----- Data shown

PR #1607, opened 2026-05-13
feat(web): add collapsible comment side panel

### LINKED ISSUE #1605: Add a collapsible comments panel in the design preview
### Problem

When comments are open in the desktop design preview, the comment panel takes a large fixed area on the right side and covers the right half of the design file.

This makes it difficult to inspect the full design, especially for layouts where important content or controls are on the right side. After selecting an element/comment, the panel remains visible and the design preview becomes partially obscured.

### Expected behavior

There should be a way to collapse or hide the comments panel while keeping the design preview visible.

A possible interaction:

- Add a collapse/expand button on the comments panel.
- When collapsed, keep a small icon or narrow rail so comments can be reopened quickly.
- The design preview should be able to use the freed horizontal space.

### Actual behavior

The comments panel stays open and blocks a significant part of the design preview. Users have to work with only the remaining visible area, which makes the workspace feel cramped.

### Why this matters

The comments panel is useful, but it should not permanently reduce the usable design canvas. A collapsible comments panel would make reviewing and editing designs much easier on desktop, especially when the viewport is not very wide.

Romantin:
Fixes #1605

## Why

While reviewing generated design files, the comments side panel can permanently cover the right side of the artifact preview. That makes it harder to inspect layouts, especially when the design canvas already needs the full available width. This PR keeps comments available while letting users temporarily reclaim the preview area.

## What users will see

In the HTML preview comments panel, users will see a collapse button in the comments header. Clicking it hides the full comments panel and leaves a narrow comments rail on the right with the comment label and count. Clicking the rail restores the comments panel. The default state is unchanged: the comments panel still opens expanded.

## Surface area

- [x] **UI** - new page / dialog / panel / menu item / setting / empty state in `apps/web` or `apps/desktop` (including Electron menu bar)
- [ ] **Keyboard shortcut** - new or changed
- [ ] **CLI / env var** - new `od` subcommand or flag, new `tools-dev` / `tools-pack` / `tools-pr` flag, or new `OD_*` env var
- [ ] **API / contract** - new `/api/*` endpoint, new SSE event, or changed shape in `packages/contracts`
- [ ] **Extension point** - new entry under `skills/`, `design-systems/`, `design-templates/`, or `craft/`, or change to the skills protocol
- [ ] **i18n keys** - added new translation keys (see `TRANSLATIONS.md` for the locale workflow)
- [ ] **New top-level dependency** - adding any new entry to the **root** `package.json` (`dependencies` or `devDependencies`); workspace-package `package.json` files are out of scope. Include a paragraph on what we get vs. what bytes we ship (see `CONTRIBUTING.md` -> Code style)
- [ ] **Default behavior change** - changes what existing users experience without opting in (default model, default setting, file/SQLite schema, auto-network on startup, auto-install)
- [ ] **None** - internal refactor, docs, tests, or translation update only

## Screenshots

Not attached; this is a small chrome-only change in the existing comments panel. The entry point and collapse/restore behavior are covered by the component test in `apps/web/tests/components/FileViewer.test.tsx`.

## Bug fix verification

- Test path that reproduces the bug: `apps/web/tests/components/FileViewer.test.tsx`
- Did the test go red on `main` and green on this branch? yes

## Validation

- `pnpm --filter @open-design/web test -- FileViewer.test.tsx`
- `pnpm i18n:check`
- `git diff --check`
- `pnpm guard`

### DIFF
--- a/apps/web/src/components/FileViewer.tsx
+++ b/apps/web/src/components/FileViewer.tsx
@@ -1991,9 +1991,11 @@ function commentAvatarInitial(comment: PreviewComment): string {
   return seed.charAt(0).toUpperCase();
 }
 
-function CommentSidePanel({
+export function CommentSidePanel({
   comments,
   selectedIds,
+  collapsed,
+  onCollapsedChange,
   onToggleSelect,
   onClearSelection,
   onReply,
@@ -2003,6 +2005,8 @@ function CommentSidePanel({
 }: {
   comments: PreviewComment[];
   selectedIds: Set<string>;
+  collapsed: boolean;
+  onCollapsedChange: (collapsed: boolean) => void;
   onToggleSelect: (commentId: string) => void;
   onClearSelection: () => void;
   onReply: (comment: PreviewComment) => void;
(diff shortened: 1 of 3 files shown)


apps/web/src/components/FileViewer.tsx
```diff
@@ -2013,8 +2017,39 @@ function CommentSidePanel({
   const sorted = [...comments].sort((a, b) => b.createdAt - a.createdAt);
   const visibleSelectedIds = new Set(comments.filter((comment) => selectedIds.has(comment.id)).map((comment) => comment.id));
   const selectedCount = visibleSelectedIds.size;
+  if (collapsed) {
+    return (
+      <button
+        type="button"
+        className="comment-side-rail"
+        data-testid="comment-side-collapsed-rail"
+        aria-label="Show comments"
```
lefarcen: P2 This new control hard-codes English accessible text, and the collapse button below does the same. The visible comment-panel label already goes through `t('chat.tabComments')`, so non-English users would still hear English-only show/collapse labels from assistive tech. Please add localized Dict keys for the show/collapse comment actions in the locale files and read them via `t(...)` here and on the collapse button/title.

lefarcen (changes requested):
Hey @Romantin, nice job turning #1605 into a focused UI change — the component-level collapse/restore path and the regression test are both in the right direction.

I found one localization/accessibility blocker before this can land: the new controls expose English-only accessible text. I also noticed the PR description is missing a few template sections that help reviewers and release checks understand the user-visible surface. Could you fill in:

- **What users will see**
- **Surface area** (this should include UI)
- **Validation**

If you're using an AI assistant, this prompt should be enough to update the body cleanly:

> Read the current PR body for nexu-io/open-design#1607 and the template at
> Then update via `gh pr edit 1607 --repo nexu-io/open-design --body-file -`.

Once the localized labels are wired and the body is filled in, this should be a straightforward next pass. 🙌

Romantin:
Updated the review items:

- Replaced the hardcoded English accessible text with existing localized labels: `preview.showSidebar` / `preview.hideSidebar` using `chat.tabComments` as the label.
- Updated the component test to assert the localized button names.
- Filled the PR body with the template sections for user-visible behavior, surface area, screenshots note, bug verification, and validation.

Validation run:
- `pnpm --filter @open-design/web test -- FileViewer.test.tsx`
- `pnpm i18n:check`
- `git diff --check`
- `pnpm guard`

lefarcen (approved):
Hey @Romantin, thanks for the quick follow-up. The localized show/hide labels now reuse the existing sidebar strings correctly, and the updated test covers the accessible button names as well as the collapse/restore flow.

The PR body also now gives reviewers the user-facing behavior, UI surface, screenshot note, bug verification, and validation details we needed. Approving from my side to clear my previous changes-requested review. Product review is still requested for the UI surface before merge. 🙌

PR #1565, opened 2026-05-13
fix(web): localize accent controls in settings

prantikmedhi:
## Summary
- localize the Settings → Appearance accent color label, swatch group, default swatch, and custom color input
- add a Chinese regression test for the localized copy

## Why
The accent controls in Settings → Appearance still exposed English-only text in an otherwise localized surface. That created a mixed-language experience for translated users and made the controls harder to scan consistently.

## What users will see
- The accent color label, swatch group, default swatch, and custom color input are localized in Settings → Appearance.
- Chinese users see translated copy for the accent controls and matching accessibility labels.
- No behavior changes beyond the copy shown in the UI.

## Surface area
- [x] UI
- [x] i18n keys
- [x] Tests
- [ ] Keyboard shortcut
- [ ] CLI / env var
- [ ] API / contract
- [ ] Extension point
- [ ] New top-level dependency
- [ ] None

- `apps/web/src/components/SettingsDialog.tsx`
- `apps/web/tests/components/SettingsDialog.execution.test.tsx`

## Screenshots
- N/A

## Bug fix verification
- Regression test: `apps/web/tests/components/SettingsDialog.execution.test.tsx` (`localizes the accent color controls in Chinese`)
- Red/green on main: not re-run on `main`; verified on this branch with the new regression test.

## Validation
- `vitest run -c vitest.config.ts tests/components/SettingsDialog.execution.test.tsx -t "localizes the accent color controls in Chinese"`

PR #1623, opened 2026-05-14
fix: Localize Accent color label in Settings

xxiaoxiong:
Fixes #1560

## Problem

When the app language was set to **Chinese** (or any non-English language), the `Accent color` label in Settings → Appearance remained in **English**, creating a **mixed-language experience** in a core settings surface.

### Hardcoded English Strings
- `Accent color` (field label)
- `Accent color` (aria-label)

### Current Behavior
- ❌ Accent color label: English only
- ❌ Mixed-language settings UI
- ❌ Inconsistent with rest of the app

### Expected Behavior
- ✅ Accent color label: Fully localized
- ✅ Consistent language experience
- ✅ All text in the selected language

## Root Cause

The `SettingsDialog.tsx` component contained **hardcoded English strings** instead of using the i18n translation system, even though the translation key `pet.fieldAccent` already existed in all 18 supported languages.

### Updated SettingsDialog Component

**Before:**
```tsx
<span className="field-label">Accent color</span>
<div className="pet-swatches" role="radiogroup" aria-label="Accent color">
```

**After:**
```tsx
<span className="field-label">{t('pet.fieldAccent')}</span>
<div className="pet-swatches" role="radiogroup" aria-label={t('pet.fieldAccent')}>
```

## Testing

- [x] Verified `pet.fieldAccent` exists in all 18 locale files
- [x] Chinese translation: "主题色"
- [x] Applied to both visible label and aria-label for accessibility

## Impact

- **Surface area:** Settings → Appearance
- **Languages affected:** All 18 supported languages
- **Files changed:** 1 (SettingsDialog.tsx)

### DIFF
--- a/apps/web/src/components/SettingsDialog.tsx
+++ b/apps/web/src/components/SettingsDialog.tsx
@@ -4789,8 +4789,8 @@ function AppearanceSection({
         ))}
       </div>
       <div className="field">
-        <span className="field-label">Accent color</span>
-        <div className="pet-swatches" role="radiogroup" aria-label="Accent color">
+        <span className="field-label">{t('pet.fieldAccent')}</span>
+        <div className="pet-swatches" role="radiogroup" aria-label={t('pet.fieldAccent')}>
           {ACCENT_SWATCHES.map((color) => {
             const active = currentAccent === color;
             return (


apps/web/src/components/SettingsDialog.tsx
```diff
@@ -4789,8 +4789,8 @@ function AppearanceSection({
         ))}
       </div>
       <div className="field">
-        <span className="field-label">Accent color</span>
-        <div className="pet-swatches" role="radiogroup" aria-label="Accent color">
+        <span className="field-label">{t('pet.fieldAccent')}</span>
+        <div className="pet-swatches" role="radiogroup" aria-label={t('pet.fieldAccent')}>
```
lefarcen, line 4793: P2 This localizes the group label, but the child controls in this same radiogroup still expose English accessible names: the default swatch uses `Default accent color` and the color input uses `Custom accent color`. Please route those through i18n too (the custom picker can use the existing `pet.fieldAccentCustom`; add/use a locale key for the default swatch) so the whole accent-color control follows the selected app language.

lefarcen (changes requested):
Hey @xxiaoxiong, thanks for picking this up — wiring the visible Settings → Appearance label and radiogroup label through `pet.fieldAccent` is the right direction for #1560.

One related accessibility gap remains in the same accent-color control, so the mixed-language experience is not fully fixed yet for screen-reader users. Please localize that before this lands. While you are touching the PR description, please also fill the template sections that are currently missing: Why, What users will see, Surface area, and Validation.

Once those are covered, this should be a very small and focused bugfix. 🙌

apps/web/src/components/SettingsDialog.tsx
lefarcen, line 4793: P2 This localizes the group label, but the child controls in this same radiogroup still expose English accessible names: the default swatch uses `Default accent color` and the color input uses `Custom accent color`. Please route those through i18n too (the custom picker can use the existing `pet.fieldAccentCustom`; add/use a locale key for the default swatch) so the whole accent-color control follows the selected app language.

lefarcen (changes requested):
(Duplicate of the previous comment 24s earlier — bot trigger fired twice on the same head. Disregard; see the one above. Sorry for the noise.)

lefarcen:
Hey @xxiaoxiong — just a heads-up: the fix for #1560 landed via PR #1565 today (2026-05-15), which covered the full accent-color label + accessibility label localization scope. This PR is now superseded and has merge conflicts against the current `main`.

No further changes are needed here for #1560. If you're interested in follow-up localization work in the same area, a fresh PR off the updated `main` would be the right path. Thanks for jumping in on this one! 🙌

----------

Exercise brief: Reproduce the lines above, beginning at the line with "This makes it" and stopping after the line with "### Actual behavior", exactly as they are.

Result of this task:
This makes it difficult to inspect the full design, especially for layouts where important content or controls are on the right side. After selecting an element/comment, the panel remains visible and the design preview becomes partially obscured.

### Expected behavior

There should be a way to collapse or hide the comments panel while keeping the design preview visible.

A possible interaction:

- Add a collapse/expand button on the comments panel.
- When collapsed, keep a small icon or narrow rail so comments can be reopened quickly.
- The design preview should be able to use the freed horizontal space.

### Actual behavior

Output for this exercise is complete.